Monday, February 20, 2006

The Telegraph on content at 3GSM

It is a recurring theme of 3GSM, the annual get together for the world's mobile telephone industry, that the future is always going to be better than the present. Every year delegates get the same waffle about the benefits of new technologies and the prospects of new sources of revenue just around the corner.

In Barcelona last week (the event has outgrown its original home of Cannes), more than 50,000 3GSM delegates and 2,000 journalists sat through endless seminars, keynote presentations and glitzy product launches from the largest players in the industry.

This year, there was a single word that cropped up in every conference hall: content.

For years now, the mobile industry has been promising whizzy new media services that will transform our humble handsets into entertainment centres. Music downloads, high quality games and live TV are just a few of the services now available on mobile phones.

And the industry needs its customers to start buying these content services. Like the fixed-line telecoms industry, mobile operators are suffering as the price of voice calls falls by about 10 per cent per year.

To compensate, operators are hoping that mobile customers will download other products and boost their data revenues.

Virgin Mobile used 3GSM to unveil a new TV mobile, available this summer in the UK. Vodafone announced a partnership with Google and T-Mobile showed off a new HSDPA device which promises an internet connection faster than many home broadband services.

But fundamental questions remain - do consumers want to pay for media content on their mobile phone and if they do, will the mobile operators get to see the financial benefit?

Arun Sarin, the beleaguered chief executive of Vodafone, said on Tuesday that his company had no intention of becoming a content owner.

"We are a packaging company for content," he said. "We have no intention of becoming a vertically integrated content player. That would require a completely different skill set."

Sarin's counterpart at T-Mobile, Rene Obermann, echoed these comments later that same morning.

For Sarin and Obermann, the value of all this content is in the revenues accrued from the data downloads to the handset.

Unlike Vodafone, which seems to see itself as the shop door to mobile content, T-Mobile has taken the view that its customers should be free to look at whatever content they want without unnecessary direction from the operator.

The group's Web & Walk open internet system allows mobile customers to browse the web on their mobiles in exactly the same way they would use their home PC.

An executive at T-Mobile said: "The walled garden approach to content has failed. Operators will all have to allow customers to freely browse the internet without limiting their options."

But some analysts believe that as voice calling becomes increasingly commoditised, failure to secure content revenues will mean that mobile operators become little more than utility type companies carrying data in their pipes, rather than, for example, gas or water.

New data from M:Metrics, the mobile market research company, shows that advances in technology have led to increases in data usage.

However, despite the adoption of next-generation or 3G networks, which allow higher download speeds, relatively few consumers use their handsets for anything other than making phone calls or sending text (SMS) messages.

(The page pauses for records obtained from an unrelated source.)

PR #13528, opened 2024-01-03
applications: Added BT security support for the Matter bridge

kkasperczyk-no:
Extended the Matter bridge BLE connectivity manager by the support for BT SMP and allowing to establish secure connections with the Bluetooth LE bridged devices.


kkasperczyk-no:
The documentation is missing yet, but I think it's still worth to do the first round of code review.

kkasperczyk-no:
The docs were added as well.

applications/matter_bridge/doc/matter_bridge_description.rst
```diff
@@ -353,6 +387,32 @@ Build the target using the following command in the project directory to enable
...
+* Security Level 4 - supports ECDHE communication encryption, requires authentication and pairing.
+
+By default, the Matter bridge device has SMP enabled and supports security levels 2, 3 and 4.
+
+You can disable the Bluetooth LE security mechanisms by setting :kconfig:option:`CONFIG_BT_SMP` to ``n``.
+However it is strongly not recommended configuration, as it leads to unencrypted communication with bridged devices, which makes them vulnerable for the security attacks.
+
+You can select the minimum security level required by you application.
+It means the Matter bridge will require setting the selected minimum level from the connected Bluetooth LE bridged device.
+If the bridged device supports minimum criteria and also one of the higher levels, the devices may negotiate using the highest security level possible to achieve.
```
wiba-nordic, line 412:
```suggestion
If the bridged device supports also levels higher than the selected minimum, the devices may negotiate using the highest shared security level.
```

applications/matter_bridge/doc/matter_bridge_description.rst
```diff
@@ -353,6 +387,32 @@ Build the target using the following command in the project directory to enable
...
+In case the bridged device does not support minimum required level, the connection will be terminated.
```
wiba-nordic, line 413:
```suggestion
In case the bridged device does not support the minimum required level, the connection will be terminated.
```

applications/matter_bridge/doc/matter_bridge_description.rst
```diff
@@ -353,6 +387,32 @@ Build the target using the following command in the project directory to enable
...
+To select the minimum security level, set :kconfig:option:`CONFIG_BRIDGE_BT_MINIMUM_SECURITY_LEVEL` to ``2``, ``3`` or ``4``.
```
wiba-nordic, line 414:
```suggestion
To select the minimum security level, set the :kconfig:option:`CONFIG_BRIDGE_BT_MINIMUM_SECURITY_LEVEL` Kconfig option to ``2``, ``3`` or ``4``.
```

applications/matter_bridge/doc/matter_bridge_description.rst
```diff
@@ -496,6 +557,49 @@ After building the sample and programming it to your development kit, complete t
...
+
+         #. Write down the authentication pincode value from the Bluetooth LE bridged device terminal.
+            The terminal output is similar to the following one:
+
+            .. parsed-literal::
+               :class: highlight
+
+               Passkey for FD:D6:53:EB:92:3A (random): 350501
+
+            The displayed pincode value is equal to ``350501`` in the presented example.
```
wiba-nordic, line 578:
```suggestion
            In the above example output, the displayed pincode value is  ``350501``.
```

applications/matter_bridge/doc/matter_bridge_description.rst
```diff
@@ -496,6 +557,49 @@ After building the sample and programming it to your development kit, complete t
...
+            It will be used in the next steps as *<bluetooth_authentication_pincode>*.
+         #. Insert the authentication pincode of a bridged device in the Matter bridge terminal.
```
wiba-nordic, line 580:
```suggestion
         #. Insert the authentication pincode of the bridged device in the Matter bridge terminal.
```

applications/matter_bridge/doc/matter_bridge_description.rst
```diff
@@ -496,6 +557,49 @@ After building the sample and programming it to your development kit, complete t
...
+            To do that, run the following :ref:`Matter CLI command <matter_bridge_cli>` with *<bluetooth_authentication_pincode>* replaced by the value read in the previous step:
```
wiba-nordic, line 581:
```suggestion
            To insert the pincode, run the following :ref:`Matter CLI command <matter_bridge_cli>` with *<bluetooth_authentication_pincode>* replaced by the value read in the previous step:
```

wiba-nordic (changes requested):

applications/matter_bridge/doc/matter_bridge_description.rst
```diff
@@ -353,6 +387,32 @@ Build the target using the following command in the project directory to enable
...
+   Do not confuse the Bluetooth LE Security Manager Protocol (SMP) abbreviation with the Bluetooth LE Simple Management Protocol (SMP) used for the Device Firmware Upgrade purposes.
+
+There are following security levels defined by the Bluetooth LE specification:
+
+* Security Level 1 - supports communication without security.
+* Security Level 2 - supports AES-CMAC communication encryption, but does not require device authentication.
+* Security Level 3 - supports AES-CMAC communication encryption, requires device authentication and pairing.
+* Security Level 4 - supports ECDHE communication encryption, requires authentication and pairing.
+
+By default, the Matter bridge device has SMP enabled and supports security levels 2, 3 and 4.
```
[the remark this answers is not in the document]
kkasperczyk-no: Yes, it should. Applied.

wiba-nordic (approved):

samples/matter/common/src/bridge/ble_connectivity_manager.cpp
```diff
@@ -142,6 +176,98 @@ void BLEConnectivityManager::DisconnectionHandler(bt_conn *conn, uint8_t reason)
...
+
+void BLEConnectivityManager::AuthenticationCancel(struct bt_conn *conn)
+{
+	char addr[BT_ADDR_LE_STR_LEN];
+
+	bt_addr_le_to_str(bt_conn_get_dst(conn), addr, sizeof(addr));
+
+	LOG_ERR("Pairing cancelled: %s\n", addr);
+
+	bt_addr_le_t a = *bt_conn_get_dst(conn);
```
markaj-nordic, line 197: Can we select more descriptive variable name? Or just do:
`Instance().RemoveBLEProvider(*bt_conn_get_dst(conn));`

samples/matter/common/src/bridge/ble_connectivity_manager.cpp
```diff
@@ -142,6 +176,98 @@ void BLEConnectivityManager::DisconnectionHandler(bt_conn *conn, uint8_t reason)
...
+
+		bt_addr_le_t addr = Instance().mConnectedProviders[i]->GetBtAddress();
+		if (memcmp(&addr, bt_conn_get_dst(conn), sizeof(addr)) == 0) {
+			provider = Instance().mConnectedProviders[i];
+			break;
+		}
+	}
+
+	/* The device with given address was not found.  */
+	if (!provider) {
```
markaj-nordic, line 233: Should we log error then?

samples/matter/common/src/bridge/ble_connectivity_manager.h
```diff
@@ -182,6 +186,23 @@ class BLEConnectivityManager {
...
+
+#ifdef CONFIG_BT_SMP
+	static void SecurityChangedHandler(struct bt_conn *conn, bt_security_t level, enum bt_security_err err);
+	static void AuthenticationCancel(struct bt_conn *conn);
+	static void PasskeyEntry(struct bt_conn *conn);
+	static void PairingComplete(struct bt_conn *conn, bool bonded);
+	static void PairingFailed(struct bt_conn *conn, enum bt_security_err reason);
+
+	/**
+	 * @brief Set authentication pincode to confirm the specific Bluetooth LE connection.
```
markaj-nordic, line 199: Why only this one is documented? If the rest of the methods guarded with CONFIG_BT_SMP are used only internally we should move them to the private scope of the class.

applications/matter_bridge/Kconfig
```diff
@@ -98,6 +98,30 @@ config BT_GATT_CLIENT
...
 
+config BT_SMP
+	default y
+
+if BT_SMP
+
+config BT_SETTINGS
+	default y
+
+# Configure how many Bluetooth LE devices will be paired with Matter bridge. Assuming it will be only bridged devices, it should be set to BT_MAX_CONN - 1.
```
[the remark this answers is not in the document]
kkasperczyk-no: It was my plan as well, but I think unfortunately it can't. It is because we redefine the default value of `BT_MAX_CONN` above and then we would try to use it for calculation, but it is done before sourcing Zephyr root Kconfig. So at this stage the `BT_MAX_CONN` config has no type defined and cannot be used for calculation as non-integer value.

samples/matter/common/src/bridge/ble_connectivity_manager.cpp
kkasperczyk-no: Right. Actually I started to think what should be done if it fails, because the GATT discovery will not be started and the device adding process will not be completed. On the other hand, on other failures we usually just call `RemoveBLEProvider`, but here it has no point, because provider does not exist. The question is, do we consider even realistic scenario, as provider should always be valid at this point.

samples/matter/common/src/bridge/ble_connectivity_manager.h
kkasperczyk-no: Yes, these are only static handlers used internally and cannot be called by the user directly. Sure, I added it to public, similarly to other currently existing handlers, but I agree all of them could be moved to the private scope. I will do that.

applications/matter_bridge/child_image/hci_rpmsg/prj.conf
```diff
@@ -17,3 +17,4 @@ CONFIG_RESET_ON_FATAL_ERROR=n
 
 CONFIG_BT_MAX_CONN=10
 CONFIG_BT_CENTRAL=y
+CONFIG_BT_EXT_ADV=y
```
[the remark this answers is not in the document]
kkasperczyk-no: Good point, I can see the `prj.conf` for a sysbuild hci_rpmsg image is already off for the bridge application. I pushed an update for it.

applications/matter_bridge/doc/matter_bridge_description.rst
```diff
@@ -353,6 +387,32 @@ Build the target using the following command in the project directory to enable
...
+   Do not confuse the Bluetooth LE Security Manager Protocol (SMP) abbreviation with the Bluetooth LE Simple Management Protocol that has the same abbreviation and is used for the Device Firmware Upgrade process.
+
+The following security levels are defined by the Bluetooth LE specification:
+
+* Security Level 1 - supports communication without security.
+* Security Level 2 - supports AES-CMAC communication encryption, but does not require device authentication.
+* Security Level 3 - supports AES-CMAC communication encryption, requires device authentication and pairing.
+* Security Level 4 - supports ECDHE communication encryption, requires authentication and pairing.
+
+By default, the Matter bridge application has SMP enabled and supports security levels 2, 3 and 4.
```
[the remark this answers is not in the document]
kkasperczyk-no: Sure, I was not aware that it exists. All in all I have impression that our documentation is less technical and easier to understand, that the one from Zephyr, but I can also add a link as a way to read more about this topic.

applications/matter_bridge/src/bridge_shell.cpp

According to M:Metrics's data for December, only 7.1 per cent of UK mobile customers used their handsets for purchasing a ring tone in the month. Just 4.1 per cent bought a game using their mobile and only 6.3 per cent used it to send or receive a personal email.

However, the proportion of customers who access content is higher for those on 3G networks than on 2G, indicating that advances in technology do drive content spending to a small extent.

But that does not hide the fact that content is generally still too difficult to access, expensive and of poor quality. Furthermore, no one in the mobile industry has any real idea about whether consumers actually want to access much of this new content or how much they are prepared to pay.

A recent research note from Gartner advised mobile operators to "lower your revenue share expectations for data services as its clear consumers will continue to use voice services more heavily".

Obermann said: "Inevitably, there is a transition between today's world and tomorrow's. Just as the time it takes to deliver the new services and service is underestimated, so is their impact when they are delivered. Mobile broadband will change the way we live, work and communicate even more than mobile voice has done."

There are a few rays of light in the darkness. Wang Jianzhou, the chief executive of China Mobile, told a crowded hall at 3GSM that a popular pop song in the world's most populace country had been downloaded 15m times in a single month.

New HSDPA network technology will bring fast broadband internet speeds to mobile. T-Mobile believes that mobile broadband will remove the need for consumers to pay for a fixed-line broadband connection.

And the global community of 2bn mobile phone users represents an unprecedented new market for advertisers.

One senior industry figure said: "Look at Google and its advertising success story. Mobile operators, if they can capture even a small slice of mobile advertising expenditure, will be onto a winner."

But for now, Western mobile bosses appear to be more concerned about their more immediate prospects.

Ben Wood, the mobile analyst at Gartner said: "Chief executives are more concerned about keeping their jobs and stabilising margins. Its tough out there."